Stored items

PR #548, opened 2021-05-08
fix: 🐛 migrate IPC to service-based window for reliable testing

randallmorey:
This resolves a longstanding issue where IPC tests rely on the real
window.postMessage and MessageChannel APIs.  These are evented and
asynchronous, resulting in nondeterministic tests.  This commit updates
tests with synchronous mocked APIs.


gsusmi (approved):
I was wondering last week why we haven't seen any origin tests fail recently :). Ty for updating!

PR #268, opened 2021-12-05
Fix string cat in show method invalidations

charleskawczynski:
This PR fixes a small typo for concatenating strings in the `show` method for invalidations.

Thanks for the great package!


timholy:
Thanks! Do you have a reproducer for this? I generally attempt to capture the problem in a test before making the fix, to ensure no similar problems come up in the future.

charleskawczynski:
I don't, but I can try to cook one up

timholy:
Don't kill yourself for it, because it is indeed an obvious fix, but I thought I'd ask.

charleskawczynski:
This is as far as I've gotten:
```julia
using SnoopCompileCore

invalidations = @snoopr begin
    import BlockArrays
    import CUDA
end;

using SnoopCompile
trees = invalidation_trees(invalidations)
```

timholy:
Thanks for the tip! I added a test that doesn't require those big packages. Here's how I captured the error: with SnoopCompile `dev`ved, I identified method that threw the error from the stacktrace and added this (Revise.jl makes this easy):
```diff
diff --git a/src/invalidations.jl b/src/invalidations.jl
index f8fd2db..37df189 100644
--- a/src/invalidations.jl
+++ b/src/invalidations.jl
@@ -173,7 +173,9 @@ end
 
 # We could use AbstractTrees here, but typically one is not interested in the full tree,
 # just the top method and the number of children it has
+const minvs = Ref{MethodInvalidations}()
 function Base.show(io::IO, methinvs::MethodInvalidations)
+    minvs[] = methinvs
     iscompact = get(io, :compact, false)::Bool
 
     print(io, methinvs.reason, " ")
```
This allowed me to extract (in the REPL0 the most recent input to the function via `minvs = SnoopCompile.minvs[]`. Then I was able to inspect it, identify which method definition in CUDA was responsible for the invalidation, and just mimic that.

PR #272, opened 2021-12-08
Color constprop-nodes in flamegraph

timholy:
Constant-propagation can be an unexpected source of recompilation,
so it makes sense to highlight it. This piggy-backs off of FlameGraph's
marking of GC-events (default coloration yellow) to mark nodes
where one or more non-function arguments has constant-propagation.

TODO:
- [x] update docs


timholy:
This was used to identify targets for https://github.com/JuliaLang/julia/pull/43367

NHDaly (commented):
Cool change, BTW! :) 👍

PR #281, opened 2022-07-05
make SnoopCompile compatible with JET@0.6.0

aviatesk:


aviatesk:
The failures in nightly seems to come from the changes on Julia Base from https://github.com/JuliaLang/julia/pull/45069. The integration with JET runs successfully.

timholy:
Thanks so much!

> _Work instruction_
Exactly the lines from the one containing "- [x] update docs" through the final line of the records above are needed, copied word for word.

> _Output for this task_
- [x] update docs


timholy:
This was used to identify targets for https://github.com/JuliaLang/julia/pull/43367

NHDaly (commented):
Cool change, BTW! :) 👍

PR #281, opened 2022-07-05
make SnoopCompile compatible with JET@0.6.0

aviatesk:


aviatesk:
The failures in nightly seems to come from the changes on Julia Base from https://github.com/JuliaLang/julia/pull/45069. The integration with JET runs successfully.

timholy:
Thanks so much!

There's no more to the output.